= Beginning of Section =

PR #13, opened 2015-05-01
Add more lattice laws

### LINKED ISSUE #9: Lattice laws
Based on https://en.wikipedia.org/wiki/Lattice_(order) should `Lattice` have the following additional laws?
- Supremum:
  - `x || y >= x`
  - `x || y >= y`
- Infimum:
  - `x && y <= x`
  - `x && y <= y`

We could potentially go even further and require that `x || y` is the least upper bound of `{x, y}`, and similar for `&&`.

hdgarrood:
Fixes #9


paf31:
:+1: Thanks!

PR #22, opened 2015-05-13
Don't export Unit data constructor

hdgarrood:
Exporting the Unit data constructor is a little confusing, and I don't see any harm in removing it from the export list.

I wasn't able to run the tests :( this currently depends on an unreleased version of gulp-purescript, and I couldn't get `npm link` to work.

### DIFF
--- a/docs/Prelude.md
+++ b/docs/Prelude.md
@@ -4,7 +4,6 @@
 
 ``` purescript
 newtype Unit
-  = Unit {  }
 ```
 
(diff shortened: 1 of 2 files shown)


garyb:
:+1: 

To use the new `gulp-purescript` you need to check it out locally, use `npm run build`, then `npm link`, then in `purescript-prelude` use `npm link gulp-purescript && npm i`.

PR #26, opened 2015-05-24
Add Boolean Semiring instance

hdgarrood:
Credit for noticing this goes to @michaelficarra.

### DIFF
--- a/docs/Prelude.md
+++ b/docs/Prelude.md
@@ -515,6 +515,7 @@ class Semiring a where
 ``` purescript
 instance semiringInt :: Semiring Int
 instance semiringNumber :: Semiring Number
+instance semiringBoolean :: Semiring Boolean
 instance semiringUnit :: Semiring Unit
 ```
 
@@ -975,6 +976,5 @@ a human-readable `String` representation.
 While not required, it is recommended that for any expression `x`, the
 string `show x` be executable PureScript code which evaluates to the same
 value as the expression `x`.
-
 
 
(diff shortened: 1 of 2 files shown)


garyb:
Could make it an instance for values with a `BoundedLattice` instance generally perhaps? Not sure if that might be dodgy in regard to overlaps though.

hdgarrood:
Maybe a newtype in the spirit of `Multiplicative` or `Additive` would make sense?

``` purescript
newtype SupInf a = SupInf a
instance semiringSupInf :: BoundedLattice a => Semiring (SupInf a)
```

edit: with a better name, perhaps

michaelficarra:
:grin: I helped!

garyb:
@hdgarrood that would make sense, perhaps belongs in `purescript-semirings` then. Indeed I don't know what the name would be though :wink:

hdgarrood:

= End of Section =

WHAT THE EXERCISE ASKS
What you should produce is an exact retyping of every line above.

OUTPUT OF THE EXERCISE
PR #13, opened 2015-05-01
Add more lattice laws

### LINKED ISSUE #9: Lattice laws
Based on https://en.wikipedia.org/wiki/Lattice_(order) should `Lattice` have the following additional laws?
- Supremum:
  - `x || y >= x`
  - `x || y >= y`
- Infimum:
  - `x && y <= x`
  - `x && y <= y`

We could potentially go even further and require that `x || y` is the least upper bound of `{x, y}`, and similar for `&&`.

hdgarrood:
Fixes #9


paf31:
:+1: Thanks!

PR #22, opened 2015-05-13
Don't export Unit data constructor

hdgarrood:
Exporting the Unit data constructor is a little confusing, and I don't see any harm in removing it from the export list.

I wasn't able to run the tests :( this currently depends on an unreleased version of gulp-purescript, and I couldn't get `npm link` to work.

### DIFF
--- a/docs/Prelude.md
+++ b/docs/Prelude.md
@@ -4,7 +4,6 @@
 
 ``` purescript
 newtype Unit
-  = Unit {  }
 ```
 
(diff shortened: 1 of 2 files shown)


garyb:
:+1: 

To use the new `gulp-purescript` you need to check it out locally, use `npm run build`, then `npm link`, then in `purescript-prelude` use `npm link gulp-purescript && npm i`.

PR #26, opened 2015-05-24
Add Boolean Semiring instance

hdgarrood:
Credit for noticing this goes to @michaelficarra.

### DIFF
--- a/docs/Prelude.md
+++ b/docs/Prelude.md
@@ -515,6 +515,7 @@ class Semiring a where
 ``` purescript
 instance semiringInt :: Semiring Int
 instance semiringNumber :: Semiring Number
+instance semiringBoolean :: Semiring Boolean
 instance semiringUnit :: Semiring Unit
 ```
 
@@ -975,6 +976,5 @@ a human-readable `String` representation.
 While not required, it is recommended that for any expression `x`, the
 string `show x` be executable PureScript code which evaluates to the same
 value as the expression `x`.
-
 
 
(diff shortened: 1 of 2 files shown)


garyb:
Could make it an instance for values with a `BoundedLattice` instance generally perhaps? Not sure if that might be dodgy in regard to overlaps though.

hdgarrood:
Maybe a newtype in the spirit of `Multiplicative` or `Additive` would make sense?

``` purescript
newtype SupInf a = SupInf a
instance semiringSupInf :: BoundedLattice a => Semiring (SupInf a)
```

edit: with a better name, perhaps

michaelficarra:
:grin: I helped!

garyb:
@hdgarrood that would make sense, perhaps belongs in `purescript-semirings` then. Indeed I don't know what the name would be though :wink:

hdgarrood:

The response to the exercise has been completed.